_Exercise aim_
Please print the entries below exactly, from the line with "danibonilha: We definitely" through the line with "oidoug: It presents", including both of those lines and leaving out all others.

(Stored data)
PR #949, opened 2022-07-20
[CS-4262] Adds SuffixedInput component for username

oidoug:
### Description

Adds `SuffixedInput` component that renders a customizable input with a Text label after it that wraps to new line as text gets bigger.

Known issue: Android text input field starts to squeeze the text to the left after it starts expanding horizontally and I can't find a fix, I'll get back to it once we have a testable version ready.

- [x] Completes #(CS-4262)

### Checklist

- [x] Tested on iOS
- [x] Tested on Android

### Screenshots

https://user-images.githubusercontent.com/129619/180076904-5095bf13-c970-4ec9-8e00-c9a30acf5357.mp4

https://user-images.githubusercontent.com/129619/180076988-bdd9181b-5b41-49d9-be00-ef562d395144.mp4

### DIFF
--- a/cardstack/src/components/Input/SuffixedInput/SuffixedInput.tsx
+++ b/cardstack/src/components/Input/SuffixedInput/SuffixedInput.tsx
@@ -8,16 +8,20 @@ import {
   Text,
   TextProps,
 } from '@cardstack/components';
+import { Device } from '@cardstack/utils';
 import { fontFamilyVariants, colors } from '@cardstack/theme';
 
 const styles = StyleSheet.create({
   input: {
-    top: 0.5, // Input comp. renders inner text slightly above Text comp.
     color: colors.teal,
-    minWidth: '32%',
-    fontSize: 24,
+    // Input's font on android is rendering a lot smaller, not sure why.
+    minWidth: Device.isAndroid ? '40%' : '32%',
+    fontSize: Device.isAndroid ? 32 : 24,
+    padding: 0, // Clears phantom padding on android. Keep it consistent on ios.
+    left: 0,
+    ...fontFamilyVariants.bold,
   },
-  textFont: {
+  suffix: {
     fontSize: 24,
     ...fontFamilyVariants.bold,
   },
@@ -40,25 +44,31 @@ const SuffixedInput = forwardRef(
     }: SuffixedInputProps,
     ref
   ) => (
-    <Container flexDirection="row" flexWrap="wrap">
+    <Container
+      width="100%"
+      flexDirection="row"
+      flexWrap="wrap"
+      justifyContent="flex-start"
+      alignItems="center"
+    >
       <Input
         ref={ref}
+        style={styles.input}
+        placeholderTextColor={colors.secondaryText}
+        paddingRight={1}
         autoFocus
-        autoCapitalize="none"
         multiline={false}
         spellCheck={false}
         autoCorrect={false}
         maxLength={maxLength}
-        style={[styles.input, styles.textFont]}
+        autoCapitalize="none"
         placeholder="username"
         textContentType="username"
-        underlineColorAndroid="transparent"
         keyboardType="twitter"
-        paddingRight={1}
-        placeholderTextColor={colors.secondaryText}
+        underlineColorAndroid="transparent"
         {...props}
       />
-      <Text style={styles.textFont} color="white" {...suffixTextProps}>
+      <Text style={styles.suffix} color="white" {...suffixTextProps}>
         {suffixText}
       </Text>
     </Container>
--- a/cardstack/src/components/Input/SuffixedInput/SuffixedInput.tsx
+++ b/cardstack/src/components/Input/SuffixedInput/SuffixedInput.tsx
@@ -1,15 +1,11 @@
-import React, { memo, forwardRef } from 'react';
-import { StyleSheet } from 'react-native';
+import React, { memo } from 'react';
+import { StyleSheet, TextInput, TextInputProps } from 'react-native';
 
-import {
-  Container,
-  Input,
-  InputProps,
-  Text,
-  TextProps,
-} from '@cardstack/components';
+import { Container, Text, TextProps } from '@cardstack/components';
 import { fontFamilyVariants, colors } from '@cardstack/theme';
 import { Device } from '@cardstack/utils';
+
+import { strings } from './strings';
 
 const styles = StyleSheet.create({
   input: {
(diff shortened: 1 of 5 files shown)


cardstack/src/components/Input/SuffixedInput/SuffixedInput.tsx
```diff
@@ -0,0 +1,78 @@
...
+        paddingRight={1}
+        autoFocus
+        multiline={false}
+        spellCheck={false}
+        autoCorrect={false}
+        maxLength={maxLength}
+        autoCapitalize="none"
+        placeholder="username"
+        textContentType="username"
+        keyboardType="twitter"
```
danibonilha: Is there any specific reason to use this type of keyboard ?

cardstack/src/components/Input/SuffixedInput/SuffixedInput.tsx
```diff
@@ -0,0 +1,78 @@
...
+        underlineColorAndroid="transparent"
+        {...props}
```
danibonilha: Is it intended to be able to override all the props above ?

cardstack/src/components/Input/SuffixedInput/SuffixedInput.tsx
```diff
@@ -0,0 +1,78 @@
...
+      <Input
+        ref={ref}
+        style={styles.input}
+        placeholderTextColor={colors.secondaryText}
+        paddingRight={1}
+        autoFocus
+        multiline={false}
+        spellCheck={false}
+        autoCorrect={false}
+        maxLength={maxLength}
```
danibonilha: Meybe this component could have a custom onChangeText that returns the whole value including the suffix.

cardstack/src/components/Input/SuffixedInput/SuffixedInput.tsx
```diff
@@ -0,0 +1,78 @@
...
+});
+
+interface SuffixedInputProps extends InputProps {
+  suffixText?: string;
+  suffixTextProps?: TextProps;
+}
+
+const DEFAULT_MAX_LENGTH = 25;
+
+const SuffixedInput = forwardRef(
```
danibonilha: any specific case to use `forwardRef` ?

cardstack/src/components/Input/SuffixedInput/SuffixedInput.tsx
```diff
@@ -0,0 +1,78 @@
...
+} from '@cardstack/components';
+import { fontFamilyVariants, colors } from '@cardstack/theme';
+import { Device } from '@cardstack/utils';
+
+const styles = StyleSheet.create({
+  input: {
+    color: colors.teal,
+    // Input's font on android is rendering a lot smaller, not sure why.
+    minWidth: Device.isAndroid ? '40%' : '32%',
+    fontSize: Device.isAndroid ? 32 : 24,
```
danibonilha: We definitely need to revisit this, this minWidth seems like a hack just to avoid cropping the `e`  from username on Android, on iOS it doesn't seem to make any diff, the fontSize however, at lear on my device, 24 works perfectly and 32 breaks.

cardstack/src/components/Input/SuffixedInput/SuffixedInput.tsx
```diff
@@ -0,0 +1,78 @@
...
+      flexDirection="row"
+      flexWrap="wrap"
+      justifyContent="flex-start"
+      alignItems="center"
+    >
+      <Input
+        ref={ref}
+        style={styles.input}
+        placeholderTextColor={colors.secondaryText}
+        paddingRight={1}
```
danibonilha: This adds a unnecessary spacing on IOS

cardstack/src/screens/Dev/DesignSystemScreen.tsx
```diff
@@ -39,6 +44,12 @@ const DesignSystemScreen = () => {
   const renderItem = useCallback(
     ({ item, section: { title } }) => {
       switch (title) {
+        case 'Input':
+          return (
+            <CenteredContainer padding={2}>
+              <SuffixedInput suffixText=".card.xyz" />
+            </CenteredContainer>
```
danibonilha: it's best to use a simple container here

danibonilha (approved):
Maybe trying to use the `Input` component might've added some challenges, since it has another container wrapping, there are a couple of issues on Android, besides the cropping line, which also happens on iOS if the user uses bigger characters, I believe we can keep this one as it is, to have the flow completed and then we might need to create are our Input, maybe something like the Pin Code one, also the TextInput component can receive children as props, so we might be able to change the styles and manually add the suffix

cardstack/src/components/Input/SuffixedInput/SuffixedInput.tsx
oidoug: It presents a keyboard that is closer in character types to a username, but I see now that's only on iOS. Better use 'default'.

cardstack/src/components/Input/SuffixedInput/SuffixedInput.tsx
oidoug: We'll only use the slug, so better keep it separate.

cardstack/src/components/Input/SuffixedInput/SuffixedInput.tsx
oidoug: Though it would be good to leave it open for customization, but we'll probably not re-use this input anyways. I'll remove it.

cardstack/src/components/Input/SuffixedInput/SuffixedInput.tsx
oidoug: Yes, agreed. Theres something odd with Input, maybe it's the masked input, but on android the font was rendering smaller.

The minWidth is to keep the .card.xyz fixed until text grows above min width. The difference in %s is related to font size being rendered differently.

cardstack/src/components/Input/SuffixedInput/SuffixedInput.tsx
oidoug: To both actually, it's there because theres a small gap there in the design mocks. I think it's intentional.

cardstack/src/components/Input/SuffixedInput/SuffixedInput.tsx
oidoug: Not really, since we'll only use it alone, no need to move focus or similar. I'll remove it.

oidoug:
I using RN's TextInput now but still have the same issues with input font size on android. That's for all inputs in android, I tested the one in your PR and it has the same behavior... Might be some issue with the font. I'll investigate this more soon.

oidoug:
Found out it's the device font scaling that is messing up the sizes. Our Text component turns it off, but text input doesn't.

_Solved problem_
danibonilha: We definitely need to revisit this, this minWidth seems like a hack just to avoid cropping the `e`  from username on Android, on iOS it doesn't seem to make any diff, the fontSize however, at lear on my device, 24 works perfectly and 32 breaks.

cardstack/src/components/Input/SuffixedInput/SuffixedInput.tsx
```diff
@@ -0,0 +1,78 @@
...
+      flexDirection="row"
+      flexWrap="wrap"
+      justifyContent="flex-start"
+      alignItems="center"
+    >
+      <Input
+        ref={ref}
+        style={styles.input}
+        placeholderTextColor={colors.secondaryText}
+        paddingRight={1}
```
danibonilha: This adds a unnecessary spacing on IOS

cardstack/src/screens/Dev/DesignSystemScreen.tsx
```diff
@@ -39,6 +44,12 @@ const DesignSystemScreen = () => {
   const renderItem = useCallback(
     ({ item, section: { title } }) => {
       switch (title) {
+        case 'Input':
+          return (
+            <CenteredContainer padding={2}>
+              <SuffixedInput suffixText=".card.xyz" />
+            </CenteredContainer>
```
danibonilha: it's best to use a simple container here

danibonilha (approved):
Maybe trying to use the `Input` component might've added some challenges, since it has another container wrapping, there are a couple of issues on Android, besides the cropping line, which also happens on iOS if the user uses bigger characters, I believe we can keep this one as it is, to have the flow completed and then we might need to create are our Input, maybe something like the Pin Code one, also the TextInput component can receive children as props, so we might be able to change the styles and manually add the suffix

cardstack/src/components/Input/SuffixedInput/SuffixedInput.tsx
oidoug: It presents a keyboard that is closer in character types to a username, but I see now that's only on iOS. Better use 'default'.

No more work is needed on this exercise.